Reason given to me: "we increased the rebuilding cost by 10% as we always do each year, hence premium went up."
Sneaky went considering building cost is going down.
So I ask them to quote me with -10% on rebuilding cost compared to last year rebuilding cost. Premium was then cheaper than last year.


----------



## gerward (30 Apr 2009)

Try 123.ie - got a quote 400 euro cheaper than my usual insurer - even in the current climate where it has been reported that house insurance has to go up because policy holders are claiming for everything as they are not so well off.


----------



## emrool (30 Apr 2009)

I checked the rebuild costs on the Society of Chartered Surveyors website and got a rebuild cost of 195,000.

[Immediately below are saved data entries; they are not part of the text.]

PR #1642, opened 2026-08-21
test(bench): add the ability to temporarily pin Hardhat to an open PR

popescuoctavian:
This PR adds a Hardhat compatibility pin to the HH3 regression benchmark

### Why

When an EDR change breaks compatibility with current Hardhat `main`, the regression benchmark starts failing until the matching Hardhat PR merges. This PR lets an EDR branch pin the benchmark to a specific commit on an open Hardhat PR.

### How it works

An EDR PR can check in `.github/hardhat-compat-pin.json`:

```json
{ "pr": <Hardhat PR number>, "sha": "<full 40-hex commit sha>", "reason": "..." }
```

Any run that would otherwise default to Hardhat `main` — push baselines, and `workflow_dispatch` / `/bench` runs without an explicit `hardhat-ref` — resolves the pin (read at the EDR ref being benchmarked) and:

- **Hardhat PR open** → benchmarks against the pinned sha; `/bench` status comments note the active pin.
- **Hardhat PR merged** → reverts to `main` automatically and emits a notice that the pin file can be removed.
- **Hardhat PR closed without merging** → reverts to `main` with a warning.
- **Malformed pin** (bad JSON, missing/invalid `pr` or `sha`) → fails loudly instead of silently benchmarking `main` — that's exactly the incompatible state the pin exists to avoid. On `/bench`, the error is reported back to the PR and the run is skipped.

An explicit `hardhat-ref` (dispatch input or `hardhat-ref=` comment arg) always wins over the pin. The pinned PR must live in `NomicFoundation/hardhat` (not a fork) so the runner can check the sha out directly. The `hardhat-ref` dispatch input's `default: "main"` is dropped (empty now means "main, or the pin if active").

### Testing

- Unit tests in `resolve-regression-trigger.test.cjs` covering all pin states (open / merged / closed / malformed) across all three triggers, plus explicit-ref precedence.
- Verified live via `workflow_dispatch` on this branch with a pin targeting an open Hardhat PR ([run](https://github.com/NomicFoundation/edr/actions/runs/32716610698)): the resolver logged `Hardhat compat pin active: NomicFoundation/hardhat#8548 @ d57964b…` and the benchmark checked out Hardhat at the pinned sha. Also verified the merged-PR case reverts to `main`. The test pin file is not part of this PR.

### DIFF
--- a/.github/scripts/resolve-regression-trigger.cjs
+++ b/.github/scripts/resolve-regression-trigger.cjs
@@ -244,16 +244,14 @@ module.exports = async ({ github, context, core }) => {
           }
         }
 
-        // Gate on EDR CI being green for the PR head before spending
-        // ~3h on the self-hosted runner.
-        const green =
-          pinError === undefined && (await waitForEdrCi(pr.head.sha));
         if (pinError !== undefined) {
           await postComment(
             `⚠️ Could not resolve the Hardhat compat pin, so the regression ` +
               `benchmark was not started: ${pinError}`
           );
-        } else if (green) {
+          // Gate on EDR CI being green for the PR head before spending
+          // ~3h on the self-hosted runner.
+        } else if (await waitForEdrCi(pr.head.sha)) {
           shouldRun = true;
           // Only mention a filter that actually narrows the run (`*` = all).
           const filterNotes = [
--- a/.github/scripts/resolve-regression-trigger.cjs
+++ b/.github/scripts/resolve-regression-trigger.cjs
@@ -28,25 +28,17 @@ const CI_POLL_INTERVAL_MS = 30 * 1000; // 30 seconds
 const DEFAULT_SCENARIO_FILTER = "*";
 const DEFAULT_BENCHMARK_FILTER = "test solidity,test mocha,test vitest";
 
-// The Hardhat repository the benchmark runs against.
-const HARDHAT_OWNER = "NomicFoundation";
-const HARDHAT_REPO = "hardhat";
-
-// Optional Hardhat compatibility pin, checked into the EDR repo while a
-// breaking EDR change needs a not-yet-merged Hardhat counterpart. Format:
-//
-//   {
-//     "pr": <Hardhat PR number>,
-//     "sha": "<full 40-hex commit sha on that PR>",
-//     "reason": "<optional free-form note>"
-//   }
-//
-// While the Hardhat PR is open, runs that don't name an explicit hardhat-ref
-// benchmark against the pinned sha; once it's merged (or closed) they revert
-// to `main` automatically. Delete the file after the Hardhat PR merges.
-// The pinned PR must live in NomicFoundation/hardhat (not a fork), so the
-// benchmark job can check the sha out directly.
-const HARDHAT_PIN_PATH = ".github/hardhat-compat-pin.json";
+// Optional Hardhat compatibility pin (see hardhat-compat-pin.cjs for the file
+// format). While the pinned Hardhat PR is open, runs that don't name an
+// explicit hardhat-ref benchmark against the pinned sha; once it's merged (or
+// closed) they revert to `main` automatically. Delete the file after the
+// Hardhat PR merges.
+const {
+  HARDHAT_OWNER,
+  HARDHAT_REPO,
+  HARDHAT_PIN_PATH,
+  parseHardhatPin,
+} = require("./hardhat-compat-pin.cjs");
 
 module.exports = async ({ github, context, core }) => {
   const { owner, repo } = context.repo;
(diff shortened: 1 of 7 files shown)


popescuoctavian:
Running `/bench` here picks up the workflow from `main`, so I've tested this by running the following command on a separate branch containing a Hardhat pin (open & merged PR):

```
gh workflow run hh3-regression-benchmark.yml \
  --repo NomicFoundation/edr \
  --ref popescuoctavian/hh3-regression-benchmark-pin-branch
```

Runs: 
- https://github.com/NomicFoundation/edr/actions/runs/32719980549/job/97409132258

image

- https://github.com/NomicFoundation/edr/actions/runs/32720373878/job/97410317694
image

.github/scripts/resolve-regression-trigger.cjs
```diff
@@ -66,6 +92,69 @@ module.exports = async ({ github, context, core }) => {
     return false;
   }
 
+  // Resolve the Hardhat ref for runs that didn't name one explicitly: `main`,
+  // unless a compat pin (HARDHAT_PIN_PATH) exists on `ref` and its Hardhat PR
+  // is still open. Returns { ref, pin? }, with `pin` set only when the pinned
+  // sha is actually used. Throws on a malformed pin (or an unreadable pinned
+  // PR) so misconfiguration fails loudly instead of silently benchmarking
+  // `main` — which is exactly the incompatible state the pin exists to avoid.
```
Wodann, line 92: suggestion: can we also add a CI check (that can be gated on a change to `.github/hardhat-compat-pin.json`) that validates the formatting of the JSON file's contents?

This would allow us to catch erroneous formatting before merging (e.g. if `/bench` was not run in the PR that added the compatibility pin).

.github/scripts/resolve-regression-trigger.cjs
```diff
@@ -152,14 +244,40 @@ module.exports = async ({ github, context, core }) => {
...
-        const green = await waitForEdrCi(pr.head.sha);
-        if (green) {
+        const green =
+          pinError === undefined && (await waitForEdrCi(pr.head.sha));
+        if (pinError !== undefined) {
+          await postComment(
+            `⚠️ Could not resolve the Hardhat compat pin, so the regression ` +
+              `benchmark was not started: ${pinError}`
+          );
+        } else if (green) {
```
Wodann: nit: Doing both:

```
        const green =
          pinError === undefined && (await waitForEdrCi(pr.head.sha));
```

and 

```
if (pinError !== undefined) {
  // ..
} else if (green) {
```

feels double. You could do either/or.

1. First check `if (pinError != undefined)` already rules out that `else if (green)` occurs, so you can keep `const green = await waitForEdrCi(pr.head.sha);`
2. Move `if (pinError != undefined)` into the `else` branch of `if (green)` while keeping `const green = pinError === undefined && (await waitForEdrCi(pr.head.sha));`

.github/scripts/resolve-regression-trigger.test.cjs
```diff
@@ -39,11 +53,28 @@ function makeDeps({ eventName, sha, payload = {}, ci, pr } = {}) {
         }),
       },
       pulls: {
-        get: async () => {
+        get: async ({ repo: pullRepo }) => {
+          if (pullRepo === "hardhat") {
+            if (hardhatPr === undefined)
```
Wodann: nit: add curly braces to clarify the if-statement's body.

.github/scripts/resolve-regression-trigger.test.cjs
```diff
@@ -39,11 +53,28 @@ function makeDeps({ eventName, sha, payload = {}, ci, pr } = {}) {
...
+              throw new Error("hardhat pulls.get not expected");
```
Wodann: question: The error message is not clear to me. What does it mean?

Wodann (approved):
Thanks for the quick turnaround on this.

I left some comments, but feel free to merge without re-review if you deem the suggested improvements worth addressing.

.github/scripts/resolve-regression-trigger.cjs
popescuoctavian: Good idea! Addressed by: 22b96711e54745d6aad45898ba8b83aea42ff889

.github/scripts/resolve-regression-trigger.cjs
popescuoctavian: Addressed by: 560a4a481931245c5d3d2cc28ca56c0ebadf7ea0

.github/scripts/resolve-regression-trigger.test.cjs
popescuoctavian: Addressed by 560a4a481931245c5d3d2cc28ca56c0ebadf7ea0

.github/scripts/resolve-regression-trigger.test.cjs
popescuoctavian: It means that this case is not expected. Improved error message in 560a4a481931245c5d3d2cc28ca56c0ebadf7ea0

.github/scripts/resolve-regression-trigger.cjs
popescuoctavian: Tested here: https://github.com/NomicFoundation/edr/actions/runs/32736181211/job/97459433974?pr=1642

PR #1664, opened 2026-08-24
fix(scripts): narrow napi targets instead of staging placeholder binaries

popescuoctavian:
Fixes the `Regression benchmark` job on main, broken since #1650 bumped
`@napi-rs/cli` to 3.8.6 (first surfaced on #1648's run, the first to actually
execute the job after the bump):

    Internal Error: Release package @nomicfoundation/edr-darwin-arm64 is incomplete: missing edr.darwin-arm64.node

`@napi-rs/cli` >= 3.8 validates during `pre-publish` that every target in
`napi.targets` has its `.node` binary staged — unconditionally, regardless of
`--skip-optional-publish`. #1650 fixed this for the release workflow by moving
`pnpm artifacts` before `prepublish.sh`, but the Verdaccio flow only ever
builds one binary, so validation fails on the first missing platform.

Fix: stage empty placeholder `.node` files for the platforms that weren't
built, run `prepublish.sh` unmodified — so `pre-publish` sees the exact same
configuration as a real release — then delete the placeholders. They can never
be published: `prepublish.sh` passes `--skip-optional-publish`, the script only
publishes the host's platform package, and they're removed right after
`pre-publish` returns. The existing `optionalDependencies` prune loop is kept
unchanged. This avoids hardcoding the platform→triple mapping and keeps the
Verdaccio route as close as possible to the real publish flow.

Verified locally against `@napi-rs/cli` 3.8.6: without placeholders,
`pre-publish` reproduces the exact CI error; with them it succeeds, and the
resulting package state (versions, `optionalDependencies`) is identical to
what the script produced before the CLI bump.

### DIFF
--- a/.github/workflows/edr-ci.yml
+++ b/.github/workflows/edr-ci.yml
@@ -295,6 +295,8 @@ jobs:
 
       - name: Install package
         run: pnpm install --frozen-lockfile --prefer-offline
+      - name: Test repo scripts
+        run: pnpm run test:scripts
       - name: Run build script
         run: pnpm run build:dev
       - name: Run lint script
--- a/package.json
+++ b/package.json
@@ -4,11 +4,13 @@
   "author": "Nomic Foundation",
   "devDependencies": {
     "@changesets/cli": "^2.29.5",
+    "@types/node": "^22.0.0",
     "prettier": "^3.2.5",
-    "syncpack": "^15.0.0"
+    "syncpack": "^15.0.0",
+    "typescript": "~5.8.2"
   },
   "engines": {
-    "node": ">=22.13.0",
+    "node": ">=22.18.0",
     "pnpm": ">=11"
   },
   "license": "SEE LICENSE IN EACH PACKAGE'S LICENSE FILE",
@@ -17,10 +19,12 @@
   "scripts": {
     "build": "pnpm run --recursive build",
     "build:dev": "pnpm run --recursive build:dev",
-    "lint": "syncpack lint && pnpm run prettier && pnpm run --recursive lint",
+    "lint": "syncpack lint && pnpm run prettier && pnpm run tsc:scripts && pnpm run --recursive lint",
     "lint:fix": "syncpack format && pnpm run prettier:fix && pnpm run --recursive lint:fix",
-    "prettier": "prettier --check \".github/**/*.{yml,ts,js}\" \"**/*.md\"",
+    "prettier": "prettier --check \".github/**/*.{yml,ts,js}\" \"scripts/**/*.{ts,json}\" \"**/*.md\"",
     "prettier:fix": "pnpm run prettier --write",
-    "test:workflows": "node --test \".github/scripts/*.test.cjs\""
+    "test:scripts": "node --test \"scripts/**/*.test.ts\"",
+    "test:workflows": "node --test \".github/scripts/*.test.cjs\"",
+    "tsc:scripts": "tsc --noEmit -p scripts/tsconfig.json"
   }
 }
--- a/pnpm-lock.yaml
+++ b/pnpm-lock.yaml
@@ -18,12 +18,18 @@ importers:
       '@changesets/cli':
         specifier: ^2.29.5
         version: 2.31.1(@types/node@22.20.1)
+      '@types/node':
+        specifier: ^22.0.0
+        version: 22.20.1
       prettier:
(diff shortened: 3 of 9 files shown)


Wodann (commented):
Is there a fix for this problem that:
1. doesn't duplicate the supported platform "triples" into this script; and
2. keeps the verdaccio publish route as close as possible to the real publish script?

popescuoctavian:
@Wodann I've pushed a different approach, which adds placeholders for missing binaries. This keeps the implementation closer to real publishing.

Wodann:
### Alternative: narrow `napi.targets` for this one invocation

Pushed as https://github.com/NomicFoundation/edr/pull/1664/changes/b9a65f476540a408d6ee625e2b3b1d9fc92eed27.

There's no flag to skip the pre-publish validation — `prePublish()` loops over every target from `readNapiConfig` and calls `validateReleasePackageContents` unconditionally (`src/api/pre-publish.ts:342`), and none of the documented options (`--skip-optional-publish`, `--dry-run`, `--npm-dir`, …) gate it. But `--config-path` overrides `napi.targets` for that invocation, so the other platforms are never considered in the first place.

**Change**

- `scripts/write_napi_host_config.ts` writes a config naming only this host's target, looked up in `napi.targets` via napi's exported `parseTriple` — so adding a platform still needs no change here. It follows the Hardhat repo's precedent of running TypeScript scripts directly with `node`.
- `scripts/publish_to_verdaccio.sh` calls it into a `mktemp` file (removed by an `EXIT` trap), checks the file is non-empty, and passes `--config-path`.
- `scripts/prepublish.sh` forwards `"$@"` to `napi pre-publish`. The release workflow calls it with no args, so that path is unchanged.
- `scripts/tsconfig.json` + `tsc:scripts` / `test:scripts` give `scripts/` the type-checking, formatting and test coverage Hardhat's scripts have. `scripts/package.json` marks the directory ESM — the repo root can't be `type: module` because `config/eslint/eslintrc.js` and `.syncpackrc.js` are CommonJS.
- `engines.node` moves to `>=22.18.0`, the first release where Node runs TypeScript without a flag. Every CI job is already on 24.

**Why this over placeholders**

- No fake `.node` files on disk. Validation currently only does `existsSync`, but it already reads binary contents for wasm targets, so empty placeholders are betting on that not spreading to node targets.
- The `npm pkg delete optionalDependencies.…` pruning loop becomes unnecessary — `resolveRootOptionalDependencies` wires exactly the configured targets, so only this host's is ever added.
- Smaller blast radius on the working tree: **2** tracked files modified (root + host platform `package.json`) instead of **8** — with the full target list, napi version-syncs all 7 `npm/*/package.json` even though 6 are never published.

**Tests** (24, ~0.8s, no Rust build and no Verdaccio needed)

- The suffix→target lookup, and the emitted config's exact bytes.
- The CLI's exit codes and its refusal to write a config when no target matches.
- The emitted config fed to napi's own `readNapiConfig`, asserting `binaryName` survives — see caveat 1.
- The invariant that `napi.targets` and `crates/edr_napi/npm/` stay in sync, generated from the real directory listing, so adding a platform to one and not the other fails with a named test.

**Two things worth a look in review:**

1. napi prints

   > Both napi field in `crates/edr_napi/package.json` and [NAPI-RS config](…) file are found, the NAPI-RS config file will be used.

   The message overstates it — the merge is a shallow `Object.assign` over `pkgJson.napi` (`src/utils/config.ts:283`), so `binaryName` and everything else survive and only `targets` is overridden. That's load-bearing, so there's a test pinning it: if an upgrade made it a true replacement, `binaryName` would silently fall back to `"index"` and pre-publish would look for the wrong `.node`.

2. `scripts/package.json` is a 5-line ESM marker, not a workspace package (the pnpm globs don't cover `scripts/`, and it's `private`). Without it, `node scripts/*.ts` warns `MODULE_TYPELESS_PACKAGE_JSON` on every run.

**Unrelated sharp edge found while testing:** after running `publish_to_verdaccio.sh` locally, `crates/edr_napi/package.json` is left at the local version with an injected `optionalDependencies`, and `pnpm run lint` is **green** on that state — no prettier glob or syncpack rule covers `crates/**/package.json`. A `git commit -a` would ship a version downgrade of the published package. The script's header does say to run `git checkout -- crates/edr_napi` afterwards; might be worth making that harder to miss.

Wodann (approved):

Rebuilding the six terrace houses two years ago cost 1.16 million, so it would be a pretty accurate estimate.

Just rang the insurer and based on the new figures I got a new quote of 384 euro. It pays not to accept the first quote, I just saved 200 euro.

Thanks for all the sound advice.


----------



## gazprom (1 May 2009)

Re:- House Insurance for Pre-1900 houses.
I am having difficulty getting sensible quotes for my stone built 1874 house.
The insurance company I have been with have suddenly introduced all kinds of subconditions to enable them to increase the quotes. Can anyone suggest a company(ies) who cover older well maintained properties.


----------



## Ed054 (1 May 2009)

gazprom said:


> Re:- House Insurance for Pre-1900 houses.
> I am having difficulty getting sensible quotes for my stone built 1874 house.
> The insurance company I have been with have suddenly introduced all kinds of subconditions to enable them to increase the quotes. Can anyone suggest a company(ies) who cover older well maintained properties.


 
Have you approached a broker?

If not it may be a good place to start.


----------



## Cayne (1 May 2009)

gerward said:


> Try 123.ie - got a quote 400 euro cheaper than my usual insurer - even in the current climate where it has been reported that house insurance has to go up because policy holders are claiming for everything as they are not so well off.


 
I got my renewal for 123.ie in the past few days - one thing I missed last year was a clause which states that if the house is alarmed which mine is, alarm not set and house burgled than you have no cover. 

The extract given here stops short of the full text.